Based on the modes above, it may return the exception FileNotFoundError.

Note: Do not be confused open() with os.open(). os.open() returns a file descriptor while open() returns a file object.

write()

It is a built-in function in Python.

If the mode in open() is set to r+, w, or a, write() can be called.

Otherwise, it will complain that the file is not meant to be written:

io.UnsupportedOperation: not writable

read()

Reads the whole file all at once. It is ideal for short texts.

    file = open("text.txt", "r")

    content = file.readline()

readline()

Reads a file line by line with every call. If the function is used inside a loop, it will read the whole line including the newline character (notice the end in the print function).

Ex:

    file = open("text.txt", "r")
    # This will read only 5 lines.
    for i in range(0, 5):
       print(file.read(), end='\0') 

The two ways to open a file

What you might notice is that a file can be opened either like this:

    file = open("text.txt", "r")
    file.read()
    file.close()

Or this:

    with open("text.txt") as file
        print(file.read())

The latter has two advantages:

  • It is more concise.
  • It manages exceptions better when the files are closed.
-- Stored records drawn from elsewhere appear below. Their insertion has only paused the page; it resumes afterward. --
PR #57, opened 2023-09-25
feat(pathogen-repo-ci): allow configuration of workflow root

corneliusroemer:
Current `pathogen-repo-ci` seems to assume that we don't need to customize workdir in `nextstrain build .`, i.e. we can't set `nextstrain build foobar`.

Our nextstrain/pathogen-repo-template, however, puts the main workflow in a folder. So we should add that feature.

See https://bedfordlab.slack.com/archives/C01LCTT7JNN/p1695664810319929 for discussion

### Testing

It works: https://github.com/nextstrain/monkeypox/actions/runs/6303654582/job/17113366921

### DIFF
--- a/.github/workflows/pathogen-repo-ci.yaml
+++ b/.github/workflows/pathogen-repo-ci.yaml
@@ -63,6 +63,14 @@ on:
           - conda
         required: false
 
+      workflow-root:
+        description: >-
+          Path to the root of the Snakemake workflow filder to run CI on.
+          Defaults to the root of the workflow repo.
+        type: string
+        default: ${{ github.workspace }}
+        required: false
+
       artifact-name:
         description: >-
           Name to use for build results artifact uploaded at the end of the
@@ -228,6 +236,7 @@ jobs:
           python-version: "3.7"
 
       - name: Copy example data
+        working-directory: ${{ inputs.workflow-root }}
         run: |
           if [[ -d example_data ]]; then
             mkdir -p data/
@@ -237,14 +246,17 @@ jobs:
           fi
 
       - run: nextstrain build . ${{ inputs.build-args }}
+        working-directory: ${{ inputs.workflow-root }}
 
       - if: always()
         uses: actions/upload-artifact@v3
+        env:
+          workdir: ${{ inputs.workflow-root }}
         with:
           name: ${{ inputs.artifact-name }}-${{ matrix.runtime }}
           path: |
-            auspice/
-            results/
-            benchmarks/
-            logs/
-            .snakemake/log/
+            $workdir/auspice/
+            $workdir/results/
+            $workdir/benchmarks/
+            $workdir/logs/
+            $workdir/.snakemake/log/
--- a/.github/workflows/pathogen-repo-ci.yaml
+++ b/.github/workflows/pathogen-repo-ci.yaml
@@ -65,7 +65,7 @@ on:
 
       workflow-root:
         description: >-
-          Path to the root of the Snakemake workflow filder to run CI on.
+          Path to the root of the workflow folder (e.g. one that contains a Snakefile) to run CI on.
           Defaults to the root of the workflow repo.
         type: string
         default: ${{ github.workspace }}


.github/workflows/pathogen-repo-ci.yaml
```diff
@@ -63,6 +63,14 @@ on:
           - conda
         required: false
 
+      workflow-root:
+        description: >-
+          Path to the root of the Snakemake workflow filder to run CI on.
```
victorlin, line 68:
```suggestion
          Path to the root of the workflow folder (e.g. one that contains a Snakefile) to run CI on.
```

1. Fix a typo
2. Use Snakemake as an example, not the assumed workflow engine

.github/workflows/pathogen-repo-ci.yaml
```diff
@@ -63,6 +63,14 @@ on:
           - conda
         required: false
 
+      workflow-root:
```
victorlin, line 66: "Workflow" is an overloaded term in this context (GitHub workflow vs. pathogen workflow). What about a simpler name like `path` or `directory`? That would look like:

```yaml
jobs:
  pathogen-ci:
    uses: nextstrain/.github/.github/workflows/pathogen-repo-ci.yaml@master
    with:
      path: phylogenetic/
```

.github/workflows/pathogen-repo-ci.yaml
```diff
@@ -237,14 +246,17 @@ jobs:
...
-            auspice/
-            results/
-            benchmarks/
-            logs/
-            .snakemake/log/
+            $workdir/auspice/
+            $workdir/results/
+            $workdir/benchmarks/
+            $workdir/logs/
+            $workdir/.snakemake/log/
```
victorlin, line 262: This currently only accepts paths without a trailing slash. I think it'd be good to accept both with and without, because even if we document support for only one in the input description, the error that happens here might not be very informative and only happens after everything else is done running.

I don't think there's an easy way to do something like Python's `os.path.join` inline here, so the solution might be to normalize as a first step before using the value.

victorlin (changes requested):

.github/workflows/pathogen-repo-ci.yaml
corneliusroemer: This sounds like a non-blocking feature request to me :)

.github/workflows/pathogen-repo-ci.yaml
corneliusroemer: Hmm, I'm not sure the simpler path is as clear. Yes there's ambiguity in `workflow-root` - but `path` is even more ambiguous.

.github/workflows/pathogen-repo-ci.yaml
victorlin: Yeah it works, so this can be non-blocking.

.github/workflows/pathogen-repo-ci.yaml
victorlin: Ok, also fine for this to be non-blocking. It works, I don't have any better suggestions, and this is something we can change easily if it's only used internally.

victorlin (approved):
Looks good given [this was tested successfully](https://github.com/nextstrain/monkeypox/actions/runs/6303654582/job/17113366921#step:1:39).

.github/workflows/pathogen-repo-ci.yaml
tsibley: `build-dir`, i.e. "the path for `nextstrain build`"

corneliusroemer: I'd be happy with `build-dir` or `build-root`

.github/workflows/pathogen-repo-ci.yaml
tsibley: > This sounds like a non-blocking feature request to me :)

This sounds like a flippant response to a reasonable request for robustness.

The trailing slash is not even a documented requirement in the input description. But even if it was, requiring a slash is an easily-avoided tripping hazard that we don't need to subject ourselves to.

tsibley, line 262: This doesn't work. The interpolation does not work like that. If you look at the "successful" test, [you'll see it didn't find any files](https://github.com/nextstrain/monkeypox/actions/runs/6303654582/job/17113366921#step:9:17) and [uploaded no artifacts](https://github.com/nextstrain/monkeypox/actions/runs/6303654582).

PR #62, opened 2023-09-25
Allow `pathogen-repo-ci` to run workflow in subdir via `build-dir` arg

corneliusroemer:

I'm trialling out putting our main auspice-producing workflow in a folder of a pathogen repo (this is what's currently suggested by our pathogen-repo-template).

This is currently not supported by `pathogen-repo-ci` as there's an implicit assumption that the root of the workflow is in the root of the repo.

In this PR I add support for specifying the workflow directory through an argument passed to pathogen-repo-ci.

Changes are backwards compatible as the default is set to what we previously used: `.`

Prior attempt: https://github.com/nextstrain/.github/pull/57#discussion_r1336389847 this had a bug and so I reverted it.

Now the bug has been addressed. See test run: https://github.com/nextstrain/monkeypox/actions/runs/6330482320/job/17192978189#step:9:17

With the way the argument is used, the `build-dir` argument _must not_ end in trailing slash. This is mentioned in the documentation of the argument.

### DIFF
--- a/.github/workflows/pathogen-repo-ci.yaml
+++ b/.github/workflows/pathogen-repo-ci.yaml
@@ -63,6 +63,16 @@ on:
           - conda
         required: false
 
+      build-dir:
+        description: >-
+          The directory used for `nextstrain build`.
+          If provided, example data should be in an `example_data` directory
+          relative to this directory.
+          Defaults to the root of the repository.
+        type: string
+        default: "."
+        required: false
+
       artifact-name:
         description: >-
           Name to use for build results artifact uploaded at the end of the
@@ -94,12 +104,20 @@ jobs:
       - id: inputs
         env:
           runtimes: ${{ inputs.runtimes }}
+          build_dir: ${{ inputs.build-dir }}
         shell: bash
         run: |
           runtimes="$(yq --output-format=json --indent=0 . <<<"$runtimes")"
           echo runtimes="$runtimes" | tee -a "$GITHUB_OUTPUT"
+
+          # Remove potential trailing slash and set default to current directory
+          build_dir="${build_dir%/}"
+          build_dir="${build_dir:-'.'}"
+          echo build_dir="$build_dir" | tee -a "$GITHUB_OUTPUT"
+
     outputs:
       runtimes: ${{ steps.inputs.outputs.runtimes }}
+      build_dir: ${{ steps.inputs.outputs.build_dir }}
 
   build:
     needs: configuration
@@ -228,6 +246,7 @@ jobs:
           python-version: "3.7"
 
       - name: Copy example data
+        working-directory: ${{ needs.configuration.outputs.build_dir }}
         run: |
           if [[ -d example_data ]]; then
             mkdir -p data/
@@ -237,14 +256,15 @@ jobs:
           fi
 
       - run: nextstrain build . ${{ inputs.build-args }}
+        working-directory: ${{ needs.configuration.outputs.build_dir }}
 
       - if: always()
         uses: actions/upload-artifact@v3
         with:
           name: ${{ inputs.artifact-name }}-${{ matrix.runtime }}
           path: |
-            auspice/
-            results/
-            benchmarks/
-            logs/
-            .snakemake/log/
+            ${{ needs.configuration.outputs.build_dir }}/auspice/
+            ${{ needs.configuration.outputs.build_dir }}/results/
+            ${{ needs.configuration.outputs.build_dir }}/benchmarks/
+            ${{ needs.configuration.outputs.build_dir }}/logs/
+            ${{ needs.configuration.outputs.build_dir }}/.snakemake/log/
--- a/.github/workflows/ci.yaml
+++ b/.github/workflows/ci.yaml
@@ -26,6 +26,13 @@ jobs:
     with:
       repo: nextstrain/zika-tutorial
 
+  test-pathogen-repo-ci-with-build-dir:
+    uses: ./.github/workflows/pathogen-repo-ci.yaml
+    with:
+      repo: nextstrain/monkeypox
+      build-dir: phylogenetic
+      artifact-name: mpox-phylogenetic
+
   test-pathogen-repo-ci-failure:
     uses: ./.github/workflows/pathogen-repo-ci.yaml
     with:


corneliusroemer:
Struggling to figure out how to deal with various `./` path issues so giving up for now and reverting #57

.github/workflows/pathogen-repo-ci.yaml
```diff
@@ -63,6 +63,16 @@ on:
           - conda
         required: false
 
+      build-dir:
+        description: >-
+          The `BUILD_DIR` for `nextstrain build $BUILD_DIR`.
+          Example data is expected to be in `$BUILD_DIR/example_data/`
+          Defaults to the root of the workflow repo.
+          Directory string must not end in a slash.
```
victorlin, line 71: _(non-blocking)_

Some minor wording changes. Notably, I'd avoid using an example variable name. If you want to template things, I'd suggest using the input name as-is (e.g. `nextstrain build <build-dir>`).

```suggestion
          The directory used for `nextstrain build `.
          If provided, example data should be in a `example_data` directory relative to this directory.
          Defaults to the root of the repository.
          Directory string must not end in a slash.
```

.github/workflows/pathogen-repo-ci.yaml
```diff
@@ -237,14 +248,15 @@ jobs:
...
-            auspice/
-            results/
-            benchmarks/
-            logs/
-            .snakemake/log/
+            ${{ inputs.build-dir }}/auspice/
+            ${{ inputs.build-dir }}/results/
+            ${{ inputs.build-dir }}/benchmarks/
+            ${{ inputs.build-dir }}/logs/
+            ${{ inputs.build-dir }}/.snakemake/log/
```
victorlin, line 262: There's back-and-forth here among the 3 commits - I think they can be squashed into a single commit.

victorlin (approved):

.github/workflows/pathogen-repo-ci.yaml
corneliusroemer: For sure

joverlee521:
I think the updates to the `pathogen-repo-ci` here is really grabbing for the flexibility that is allowed in `pathogen-repo-build`. 

The only crucial step that is missing from `pathogen-repo-build` is the copying of example data when available. 
We could add this step to individual pathogen repos by including Snakemake rules to copy over the example data as part of custom profiles. This is currently implemented in the [seasonal-flu repo's ci profile](https://github.com/nextstrain/seasonal-flu/blob/a6a7c26a8807f6ba274ab4f94b9ba76647ccc016/profiles/ci/prepare_data.smk) and gives the advantage of allowing users to [run the example build](https://github.com/nextstrain/seasonal-flu#example-build) without having to manually copy the data over. 

If we go with this pattern, we can slowly phase out the `pathogen-repo-ci` workflow and just maintain a single `pathogen-repo-build` workflow.

joverlee521:
I force-pushed updates to this PR and implemented the alternative approach of [using pathogen-repo-build in monkeypox](https://github.com/nextstrain/monkeypox/pull/214) so we can make direct comparisons of the two approaches. 

The `pathogen-repo-ci` takes care of more things behind the scenes so the workflow call is definitely much more succinct than the `pathogen-repo-build` workflow call. Is that enough to justify continuing to update/maintain both workflows?

tsibley:
> The `pathogen-repo-ci` takes care of more things behind the scenes so the workflow call is definitely much more succinct than the `pathogen-repo-build` workflow call. Is that enough to justify continuing to update/maintain both workflows?

One of the mismatches in the intents of `pathogen-repo-ci` and `pathogen-repo-build` is that the former expects to do more testing of runtimes while the latter does not. And that's what accounts for the verbose call to the latter when using it as a substitute for the former, e.g. needing a runtime matrix and threading that thru.

It's been nice in the past with `pathogen-repo-ci` to be able to update it to cover/test more bits (e.g. extending it to cover the Conda runtime too) without having to go update every call to it. Switching to `pathogen-repo-build` would lose that ability.

What if we keep `pathogen-repo-ci` but internally have it call `pathogen-repo-build`? Is that tractable?

joverlee521:
> What if we keep pathogen-repo-ci but internally have it call pathogen-repo-build? Is that tractable?

This seems reasonable. We would just have to thread the inputs through to the pathogen-repo-build. 
[Nesting reusable workflows](https://docs.github.com/en/actions/using-workflows/reusing-workflows#nesting-reusable-workflows) is possible, I just haven't tried it yet. Will look into it.

joverlee521:
> [Nesting reusable workflows](https://docs.github.com/en/actions/using-workflows/reusing-workflows#nesting-reusable-workflows) is possible, I just haven't tried it yet. Will look into it.

Tried this out in https://github.com/nextstrain/.github/pull/65

joverlee521:
> So maybe adopting your suggestion of this convention of a CI profile (at a typical path) + switching from pathogen-repo-ci → pathogen-repo-build is the way to go?

This made sense when I was thinking in the context of individual pathogen repo CIs. However, maybe not as nice for the CI jobs in docker-base/conda-base/(maybe augur?) if we have to add on to the matrix of inputs. 

We would still have to deal with the additional permissions for `pathogen-repo-build` if we ever tackle the [docker.io vs github.io registry issue](https://github.com/nextstrain/cli/issues/279) for docker-base. We would also have to deal with additional permissions for `pathogen-repo-ci` if we ever update it to use the `workflow-context` action. I also feel like things are up in the air because of the waffling on the standard file organization... 

Instead of making sweeping changes when we are still unsure about things, I'm fine with pausing on this PR. I'm going to just fix the [mpox repo CI with the pathogen-repo-build workflow ](https://github.com/nextstrain/mpox/pull/214) without affecting other repos.

joverlee521:
> This made sense when I was thinking in the context of individual pathogen repo CIs. However, maybe not as nice for the CI jobs in docker-base/conda-base/(maybe augur?) if we have to add on to the matrix of inputs.

Looping back to this after ~6 months: noodling on the idea to use `pathogen-repo-build` within pathogen CI workflows and add the `workflow_call` trigger to each CI workflow. Then the docker-base/conda-base CI workflows can just call the individual repo CI workflows. 

The one issue with this idea is that the `uses` call cannot be dynamic, so we wouldn't be able to directly use a matrix of repo names. There's a [workaround](https://github.com/orgs/community/discussions/45342#discussioncomment-6790679), but not sure if it's worth pursuing...

genehack:
Based on our lab meeting conversation today, I'm going to close this issue out in favor of a new one that I will be writing shortly.

PR #65, opened 2023-10-20
Nested pathogen-repo-ci

joverlee521:

Consolidates the pathogen-repo-ci and the pathogen-repo-build by having pathogen-repo-ci call on pathogen-repo-build. Suggested by @tsibley in https://github.com/nextstrain/.github/pull/62#issuecomment-1771362409. 

Technically the nested workflow is doable and it works (at least in [this repo's CI job](https://github.com/nextstrain/.github/actions/runs/6581545943)), but I'm not a big fan of the downsides of this approach. 

There are two major downsides:

1. We must hardcode the ref used for the pathogen-repo-build. We cannot
get around this with the workflow-context action because this is calling
a resuable workflow as a full job rather than an action step within a job.

2. We have to define additional permissions from the caller for both
the pathogen-repo-ci and the pathogen-repo-build with these updates
because if you specify the access for any of the scopes, all of those
that are not specified are set to none.

## Checklist

- [ ] Checks pass

### DIFF
--- a/.github/workflows/ci.yaml
+++ b/.github/workflows/ci.yaml
@@ -17,20 +17,52 @@ jobs:
 
   test-pathogen-repo-ci:
     uses: ./.github/workflows/pathogen-repo-ci.yaml
+    permissions:
+      contents: read
+      packages: read
+      id-token: write
     with:
       repo: nextstrain/zika
     secrets: inherit
 
   test-pathogen-repo-ci-no-example-data:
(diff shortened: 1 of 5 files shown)


genehack:
Based on Jover's original description of the drawbacks with this approach and the lack of further movement in the ~6 months since, I think this is closable?

joverlee521:
Thanks for flagging @genehack! 

This is probably not the direction we'll be taking with pathogen CIs, so closing!

PR #75, opened 2024-02-16
setup-nextstrain-cli: Use Docker runtime on Windows with linux/amd64 containers

tsibley:
## Checklist

- [ ] Checks pass

### DIFF
--- a/actions/setup-nextstrain-cli/action.yaml
+++ b/actions/setup-nextstrain-cli/action.yaml
@@ -30,11 +30,10 @@ inputs:
     description: >-
       Nextstrain runtime to configure and set as the default, as a string
       understood by `nextstrain setup`.  Defaults to "docker" on Linux and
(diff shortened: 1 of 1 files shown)


tsibley:
Ah, yeah, [doesn't work](https://github.com/nextstrain/.github/actions/runs/7934187342/job/21664591321?pr=75#step:3:49):

```
image operating system "linux" cannot be used on this platform: operating system is not supported
```

I thought there was a chance, but I wasn't too hopeful because AIUI we need WSL2 support for Linux containers on Windows and GitHub Actions runners only enable WSL1.

victorlin:
I wondered if WSL2 support was on GitHub's roadmap at all - [apparently not](https://github.com/actions/runner-images/issues/5760#issuecomment-1158030908):

> [Jun 16, 2022] Per discussion with a team, unfortunately, there are no any plans to add WSLv2 support in the near feature.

Some os module functions to know of include:

  • os.remove(): Removes the specified file in the current directory.

  • os.rename(): Renames the specified file ("src") to a new one ("dst").

  • os.mkdir(): Creates a new directory in the current working directory (cwd).

  • os.chdir(): Changes the current working directory to the specified directory. It can either be relative or absolute paths.

  • os.rmdir(): Deletes the specified directory (it will only work if it is empty)

  • os.listdir(): Lists all the files and subdirectories in a specified directory. It returns a list of files/dirs found in the cwd.

  • os.getcwd(): Returns the name of the cwd.

  • os.pardir: It is a constant string that gives us the cwd's parent directory name (Note that os.chdir("..").getcwd() does not work).

The os.path submodule is reserved for path related functions. Almost all of the function's arguments accept pathnames.

Such functions include:

The datetime module involves manipulating date and time.

There is a datetime object in the datetime module (datetime.datetime).

Working with CSV Files

There is a csv module to parse csv files.

Such well-known functions in the csv module include

  • csv.reader(): Returns a list from each row in the csv text file.
  • csv.writer(): Returns an instance of a csv writer class.
  • csvwriter.writerow(row): Writes the a single row at a time (even if there are multiple rows in the list, it will be treated as a single row and the brackets are included. It is ideal if called inside a loop).
  • csvwriter.writerows(row): Writes multiple rows at a time.
  • csv.DictReader(): Reads csv file and creates a dict object in each order.
  • csv.DictWriter(): Writes a dict object to a csv file. The fieldname parameter is optional.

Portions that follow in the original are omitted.